Stored data entries:
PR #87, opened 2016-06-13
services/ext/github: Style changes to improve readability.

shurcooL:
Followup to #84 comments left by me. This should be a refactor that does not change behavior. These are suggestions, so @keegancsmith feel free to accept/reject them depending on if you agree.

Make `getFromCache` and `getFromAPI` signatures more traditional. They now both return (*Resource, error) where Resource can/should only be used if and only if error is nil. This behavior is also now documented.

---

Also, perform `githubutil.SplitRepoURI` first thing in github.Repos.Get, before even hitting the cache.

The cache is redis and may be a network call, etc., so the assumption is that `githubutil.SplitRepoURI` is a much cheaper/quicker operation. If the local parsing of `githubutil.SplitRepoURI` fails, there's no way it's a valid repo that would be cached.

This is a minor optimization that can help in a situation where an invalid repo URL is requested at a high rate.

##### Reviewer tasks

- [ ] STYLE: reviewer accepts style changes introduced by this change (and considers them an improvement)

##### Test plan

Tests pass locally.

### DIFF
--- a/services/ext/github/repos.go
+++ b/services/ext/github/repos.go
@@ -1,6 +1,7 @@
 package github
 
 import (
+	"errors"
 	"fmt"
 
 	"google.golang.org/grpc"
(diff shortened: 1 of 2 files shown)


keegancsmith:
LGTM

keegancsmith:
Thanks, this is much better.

* * *

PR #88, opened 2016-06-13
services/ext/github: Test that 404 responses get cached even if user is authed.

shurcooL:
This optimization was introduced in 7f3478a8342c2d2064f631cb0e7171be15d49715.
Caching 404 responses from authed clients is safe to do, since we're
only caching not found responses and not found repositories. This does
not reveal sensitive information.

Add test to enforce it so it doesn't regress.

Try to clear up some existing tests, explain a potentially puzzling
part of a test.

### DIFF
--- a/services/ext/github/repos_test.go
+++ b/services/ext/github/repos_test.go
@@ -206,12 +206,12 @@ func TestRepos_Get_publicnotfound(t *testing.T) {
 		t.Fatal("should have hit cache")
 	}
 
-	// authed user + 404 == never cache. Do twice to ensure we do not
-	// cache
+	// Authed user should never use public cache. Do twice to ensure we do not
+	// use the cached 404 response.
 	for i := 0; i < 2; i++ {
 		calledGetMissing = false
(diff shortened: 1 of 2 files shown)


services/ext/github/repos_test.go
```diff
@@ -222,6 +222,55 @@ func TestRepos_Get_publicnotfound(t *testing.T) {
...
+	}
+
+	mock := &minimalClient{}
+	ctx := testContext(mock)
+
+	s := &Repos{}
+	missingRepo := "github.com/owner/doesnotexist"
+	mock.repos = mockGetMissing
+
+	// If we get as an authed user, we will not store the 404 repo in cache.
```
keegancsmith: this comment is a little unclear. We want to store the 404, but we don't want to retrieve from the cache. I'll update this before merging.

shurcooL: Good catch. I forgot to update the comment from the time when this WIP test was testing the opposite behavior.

> **YOUR INSTRUCTIONS**:
Reply with the number of lines in the entries that hold the word "introduced", and add no other words.

> **ANSWER FOR THE TASK**:
2